What’s so fascinating is that in every miracle we have witnessed, from calming the storm to bringing Jairus’s daughter back to life to the healing of the Syrophoenician woman’s daughter, there was no arm-waving, no incantation, no mumbo-jumbo. Jesus obviously does not need to perform a ritual in order to summon his power. Therefore, Jesus is doing all this not because he needs it, but because the man needs it.
Jesus always gives you what you need, and he knows better than you what that is. Jesus deeply identifies with this man. All the touching of his ears, touching his mouth—it’s sign language.
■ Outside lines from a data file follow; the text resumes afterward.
PR #6942, opened 2026-05-21
fix(weave): keep calls_complete update payload out of the URL

gtarpenning:
https://coreweave.atlassian.net/browse/WB-34650

## Summary
- `build_calls_complete_update_end_query` used CH's `{name:Type}` syntax. clickhouse_connect serializes those params into the URL, so a 2 MB `output_dump` becomes a 2 MB URL -> LB drops the connection -> broken-pipe 502. Switch to `%(name)s` so values inline into the SQL body via `escape_str`.
- Bump `max_query_size` to 32 MiB in `CLICKHOUSE_LIGHTWEIGHT_UPDATE_SETTINGS`.
- Map CH `TOO_LARGE_QUERY` -> 413 instead of leaking 502.
- DD: https://us5.datadoghq.com/apm/trace/6a0eee88000000005dd68ce876650999

## Testing
- unit tests for placeholders + injection safety + 413 mapping.
- verified locally against CH 26.3: 2 MB `output_dump` ships in a 332-byte URL, row updates, `EXPLAIN indexes=1` confirms full PK use.

### DIFF
--- a/tests/trace_server/query_builder/test_calls_query_builder.py
+++ b/tests/trace_server/query_builder/test_calls_query_builder.py
@@ -2132,16 +2132,16 @@ def test_build_calls_complete_update_end_query() -> None:
     expected = """
         UPDATE calls_complete
         SET
-            ended_at = fromUnixTimestamp64Micro({ended_at:Int64}, 'UTC'),
-            exception = {exception:String},
-            output_dump = {output_dump:String},
-            summary_dump = {summary_dump:String},
-            output_refs = {output_refs:Array(String)},
-            wb_run_step_end = {wb_run_step_end:UInt64},
+            ended_at = fromUnixTimestamp64Micro(%(ended_at)s, 'UTC'),
+            exception = %(exception)s,
+            output_dump = %(output_dump)s,
+            summary_dump = %(summary_dump)s,
+            output_refs = %(output_refs)s,
+            wb_run_step_end = %(wb_run_step_end)s,
             updated_at = now64(3)
-        WHERE project_id = {project_id:String}
-            AND started_at = fromUnixTimestamp64Micro({started_at:Int64}, 'UTC')
-            AND id = {id:String}
+        WHERE project_id = %(project_id)s
+            AND started_at = fromUnixTimestamp64Micro(%(started_at)s, 'UTC')
+            AND id = %(id)s
     """
 
     exp_formatted = sqlparse.format(expected, reindent=True)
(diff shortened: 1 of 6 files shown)


tests/trace_server/query_builder/test_calls_query_builder.py
```diff
@@ -2152,6 +2152,57 @@ def test_build_calls_complete_update_end_query() -> None:
     )
 
 
+def test_build_calls_complete_update_end_query_client_side_binding() -> None:
+    """The update-end query MUST use Python `%(name)s` (client-side) placeholders.
+
+    `clickhouse_connect`'s `{name:Type}` server-side substitution puts params in
+    the URL, which makes multi-MB outputs blow past LB URI limits and surface as
```
mscavezze-cw: Is there a perf difference? Do we want to make the client/server resolution conditional on the size of the things being substituted?

tests/trace_server/query_builder/test_calls_query_builder.py
```diff
@@ -2152,6 +2152,57 @@ def test_build_calls_complete_update_end_query() -> None:
     )
 
 
+def test_build_calls_complete_update_end_query_client_side_binding() -> None:
+    """The update-end query MUST use Python `%(name)s` (client-side) placeholders.
+
+    `clickhouse_connect`'s `{name:Type}` server-side substitution puts params in
```
mscavezze-cw: This is a useful comment. Would it make sense to put it in the implementation instead of the test?

tests/trace_server/query_builder/test_calls_query_builder.py
```diff
@@ -2152,6 +2152,57 @@ def test_build_calls_complete_update_end_query() -> None:
...
+    the URL, which makes multi-MB outputs blow past LB URI limits and surface as
+    `BrokenPipeError`. We deliberately use client-side substitution so that the
+    `output_dump`/`summary_dump` values land in the SQL body instead.
+
+    Also verifies that running the query through `clickhouse_connect.driver.binding.bind_query`
+    with a malicious string literal does not let the value escape its quotes.
+    """
+    from clickhouse_connect.driver.binding import bind_query
```
gtarpenning: move...

weave/trace_server/errors.py
```diff
@@ -429,6 +429,12 @@ def handle_clickhouse_query_error(e: Exception) -> None:
             "Lightweight update queries are not supported by this ClickHouse version or configuration. "
             "This is a ClickHouse version issue that needs to be resolved."
         ) from e
+    if "Max query size exceeded" in error_str:
```
gtarpenning, line 432: better way here?

tests/trace_server/query_builder/test_calls_query_builder.py
```diff
@@ -2152,6 +2152,57 @@ def test_build_calls_complete_update_end_query() -> None:
...
 
+def test_build_calls_complete_update_end_query_client_side_binding() -> None:
+    """The update-end query MUST use Python `%(name)s` (client-side) placeholders.
+
+    `clickhouse_connect`'s `{name:Type}` server-side substitution puts params in
+    the URL, which makes multi-MB outputs blow past LB URI limits and surface as
+    `BrokenPipeError`. We deliberately use client-side substitution so that the
+    `output_dump`/`summary_dump` values land in the SQL body instead.
+
+    Also verifies that running the query through `clickhouse_connect.driver.binding.bind_query`
```
mscavezze-cw: Consider moving the injection test into a separate test for clarity of code and test-failure reporting

tests/trace_server/query_builder/test_calls_query_builder.py
mscavezze-cw: It's been a while since I noticed an import in a function. Are there some anti-patterns nearby that are being copied? Maybe a quick refactor of nearby code would be useful.

weave/trace_server/errors.py
mscavezze-cw: I'm not aware of one, but I don't have a ton of context on clickhouse.

If you produce the error in the test ([described here](https://coreweave.slack.com/archives/C03BSTEBD7F/p1779402602042099?thread_ts=1779401717.392039&cid=C03BSTEBD7F)), at least you'll know if an upgrade breaks the code. Assuming that an upgrade would go through code review on `core` and not be done externally.

Update, I see this is in the `weave` repo. I'm not sure where clickhouse versions are set anyway.

mscavezze-cw (approved):
The injection test has been removed ([link](https://github.com/wandb/weave/pull/6942/changes/b5c2c5c832ea58c8e696879d9331a096c8013171..b85d823ae1cb740ddbdf3d159f5c70d68e8e8a55#diff-700698ef9ae2130e76b9de908a1f2dd7269af005fa96a03568728a87a924436cL2183)). Was that intentional, because the test was weak for some reason, or accidental?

Jesus is saying, “Let’s go over here; don’t be afraid, I’m going to do something about that; now let’s look to God.” He comes into the man’s cognitive world and uses terms—nonverbal speech—that he can understand.
Jesus takes the man away from the crowd. Can you imagine growing up in this man’s shoes? He’s always been a spectacle. He’s deaf, and therefore he can’t produce proper speech. Just imagine the way people made fun of him all his life. Jesus refuses to make a spectacle of him now. He is identifying with him.
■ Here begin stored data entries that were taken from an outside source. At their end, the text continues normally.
PR #6943, opened 2026-05-21
feat(weave): Session SDK respects global settings

rgao-coreweave:
Replaces #6846 — fresh single-commit version off master, with the unresolved review feedback from #6846 pre-applied.

Wires four Weave global settings into the Session SDK so it matches `@op`, and fixes a reasoning leak.

## Changes

- **`WEAVE_DISABLED`** — silences Session SDK spans (streaming + batch).
- **`WEAVE_REDACT_PII`** — redacts Tool args/result, LLM input/output messages, system instructions, LLM reasoning, and Turn messages. Routes through the existing `weave.utils.pii_redaction` primitives. Skips Presidio entirely when `include_content=False`.
- **`WEAVE_CAPTURE_CLIENT_INFO` / `WEAVE_CAPTURE_SYSTEM_INFO`** — stamps `weave.*` metadata (version, source, OS info) on every Session span.
- **Bug fix** — `LLM.reasoning` was leaking into `gen_ai.output.messages` even when `include_content=False`. Now gated correctly.

## Shape

Each span class has a single `_build_attrs()` shared between the streaming (`.end()`) and batch (`log_turn`) paths, so the two can't drift.

`weave/utils/capture_info.py` is new — shared by Session SDK + `weave_client.py` for the `weave.*` attr gating.

## Refactor commit applies #6846 review feedback up front

To avoid another round of review on the same points, the second commit pre-applies the unresolved comments from #6846:

- `capture_info`: return `dict[str, str]` instead of `list[tuple[str, str]]` — keys are specific, dict gives accurate typing without TypedDict boilerplate.
- `pii_redaction`: drop abbreviations — `msgs`→`messages`, `insts`→`instructions`, `m`→`message`, `s`→`instruction`.
- Tests: patch `_get_engines` (the single Presidio dependency) instead of the high-level `redact_pii` / `redact_pii_string`. Real redaction code paths now run end-to-end against deterministic stub engines via a new `fake_presidio` fixture. `include_content=False` tests now assert `_get_engines` isn't called — matches the actual cost (no NLP engine loading on already-dropped content).
- Test helpers: `_redact_streaming_*` → `_streaming_*_with_pii`; helpers set up SDK usage, the SUT does redaction. `_ic_off_*` → `_content_off_*` for clarity. `exercise` → `user_func`.

## Tests

22 settings tests in `tests/session/test_session_settings.py`, all passing. Full session suite (225 tests) passes. `tests/trace/test_trace_settings.py` (40 tests) also passes — validates `@op`'s use of `capture_info` still works after the rename.

### DIFF
--- a/weave/utils/capture_info.py
+++ b/weave/utils/capture_info.py
@@ -18,27 +18,20 @@ from weave.trace.settings import (
 from weave.version import VERSION
 
 
-def get_capture_info_items() -> list[tuple[str, str]]:
-    """Return weave.* (subkey, value) pairs gated by capture-info settings.
+def get_capture_info() -> dict[str, str]:
+    """Return weave.* metadata keys (unprefixed), gated by capture-info settings.
 
-    Subkeys are unprefixed (``client_version``, not ``weave.client_version``)
+    Keys are unprefixed (``client_version``, not ``weave.client_version``)
     so call sites can prefix or nest as their attribute shape requires.
+    Both settings can independently include or exclude their key group.
     """
-    items: list[tuple[str, str]] = []
+    info: dict[str, str] = {}
     if should_capture_client_info():
-        items.extend(
-            [
-                ("client_version", VERSION),
-                ("source", "python-sdk"),
-                ("sys_version", sys.version),
-            ]
-        )
+        info["client_version"] = VERSION
+        info["source"] = "python-sdk"
+        info["sys_version"] = sys.version
     if should_capture_system_info():
-        items.extend(
-            [
-                ("os_name", platform.system()),
-                ("os_version", platform.version()),
-                ("os_release", platform.release()),
-            ]
-        )
-    return items
+        info["os_name"] = platform.system()
+        info["os_version"] = platform.version()
+        info["os_release"] = platform.release()
+    return info
--- a/weave/utils/capture_info.py
+++ b/weave/utils/capture_info.py
@@ -1,0 +1,44 @@
+"""Shared client/system info capture — used by both @op tracer and Session SDK.
+
+Returns ``weave.*`` metadata key/value pairs gated by
+``should_capture_client_info()`` / ``should_capture_system_info()``. Call
+sites apply their own key prefix (``"weave."`` dotted vs nested
+``_WeaveKeyDict``), but the gating + value sources stay in one place.
+"""
+
+from __future__ import annotations
+
+import platform
+import sys
+
+from weave.trace.settings import (
+    should_capture_client_info,
+    should_capture_system_info,
+)
+from weave.version import VERSION
+
+
+def get_capture_info_items() -> list[tuple[str, str]]:
+    """Return weave.* (subkey, value) pairs gated by capture-info settings.
+
+    Subkeys are unprefixed (``client_version``, not ``weave.client_version``)
+    so call sites can prefix or nest as their attribute shape requires.
+    """
+    items: list[tuple[str, str]] = []
+    if should_capture_client_info():
+        items.extend(
+            [
+                ("client_version", VERSION),
+                ("source", "python-sdk"),
+                ("sys_version", sys.version),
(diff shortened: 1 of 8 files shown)


weave/utils/capture_info.py
```diff
@@ -0,0 +1,37 @@
...
+import sys
+
+from weave.trace.settings import (
+    should_capture_client_info,
+    should_capture_system_info,
+)
+from weave.version import VERSION
+
+
+def get_capture_info() -> dict[str, str]:
```
andrewtruong, line 21: would rename: `get_system_info`

weave/utils/pii_redaction.py
```diff
@@ -71,14 +107,43 @@ def redact_recursive(value: Any) -> Any:
 
 
 def redact_pii_string(data: str) -> str:
-    analyzer = AnalyzerEngine()
-    anonymizer = AnonymizerEngine()
+    """Redact PII in a single string."""
+    if not data:
+        return data  # _get_engines() is uncached; skip the engine-load cost on empty defaults
```
andrewtruong: I dont understand this comment

weave/utils/pii_redaction.py
```diff
@@ -71,14 +107,43 @@ def redact_recursive(value: Any) -> Any:
...
+    analyzer, anonymizer = _get_engines()
     entities = _get_redaction_entities()
     results = analyzer.analyze(text=data, language="en", entities=entities)
     redacted = anonymizer.anonymize(text=data, analyzer_results=results)
     return redacted.text
 
 
+def redact_messages(messages: list[Message] | None) -> list[Message] | None:
```
andrewtruong: Is it ever valid for `messages` to be `None`?  Or is that a thing we're introducing?

weave/utils/pii_redaction.py
rgao-coreweave: basically empty string in, empty out.

It is an optimization that skips `_get_engines`. It matters because `_get_engines` is not cached, so if an empty string is passed in, it will occur cost of redaction even if it is empty.

Traces can have a lot of empty strings passed in, so we want this code in place.

weave/utils/capture_info.py
rgao-coreweave: The function returns both client info (`client_version`, `source`, `sys_version`) and system info (`os_name`, `os_version`, `os_release`), gated by two independent settings (`should_capture_client_info`() / `should_capture_system_info`()). 

Renaming to get_system_info would conflate it with one of the two gates, therefore keeping `get_capture_info`.

weave/utils/pii_redaction.py
rgao-coreweave: Tighten the signature to be List of messages. The empty-list short-circuit (if not messages) still handles [] cleanly.

rgao-coreweave: Good callout! thanks!

weave/utils/pii_redaction.py
```diff
@@ -109,15 +109,17 @@ def redact_recursive(value: Any) -> Any:
 def redact_pii_string(data: str) -> str:
     """Redact PII in a single string."""
     if not data:
-        return data  # _get_engines() is uncached; skip the engine-load cost on empty defaults
+        # Short-circuit empty input — _get_engines() is uncached and traces
+        # commonly contain empty strings, so loading Presidio every call is costly.
```
andrewtruong, line 113: well it seems silly that we have to reinstantiate the object every call.  Why not cache it?

andrewtruong: That can be a separate PR

andrewtruong (approved):

weave/utils/pii_redaction.py
rgao-coreweave: agreed, this is an pre-existing issue. filed a ticket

Jesus identifies with him further; Jesus moans. A moan is an expression of pain. It’s perplexing why Jesus would be in pain because he’s about to heal him. Can you picture Jesus, budding with anticipation, “Look what I’m about to do for you!”
Jesus sees something. Mark deliberately signals the cost to Jesus in healing this man with the word he uses for “deaf and could hardly talk.” Mark uses a word that is found no other place in the Bible except Isaiah 35:5.
Tim Keller explains, “It’s a very rare word, and Mark would have no reason to use it unless he wanted us to cross-reference what’s happening here with Isaiah 35. The prophet Isaiah says this about the Messiah: “‘Be strong, do not fear; your God will come . . . with divine retribution . . . to save you.’ Then will the eyes of the blind be open and the ears of the deaf unstopped. Then will the lame leap like a deer, and the mute tongue shout for joy” (Isaiah 35:4–6). Mark is saying: Do you see the blind opening their eyes? Do you see the deaf hearing, do you hear the mute tongue shouting for joy? God has come, just as Isaiah 35 promised; God has come to save you. Jesus Christ is God come to save us. Jesus is the King.”
Isaiah says the Messiah will come to save us “with divine retribution.” But Jesus isn’t dropping the hammer on people (picturing Thor or the Hulk Smash). He’s not taking power; he’s giving it away. He’s not standing on what he’s owed. He choosing to model a different way. He’s not taking over the world by force; he’s serving it. Where’s the divine retribution?
And the answer is, Jesus didn’t come to bring divine retribution; he came to bear it. On the cross, Jesus would identify with us totally. And because Jesus identified like that with us, now we know why we can approach him. The Son became mute so that our tongues can be loosed to call him King.
Don’t be too isolated to think you are beyond healing. Don’t be too despondent to accept what God says about how loved you are.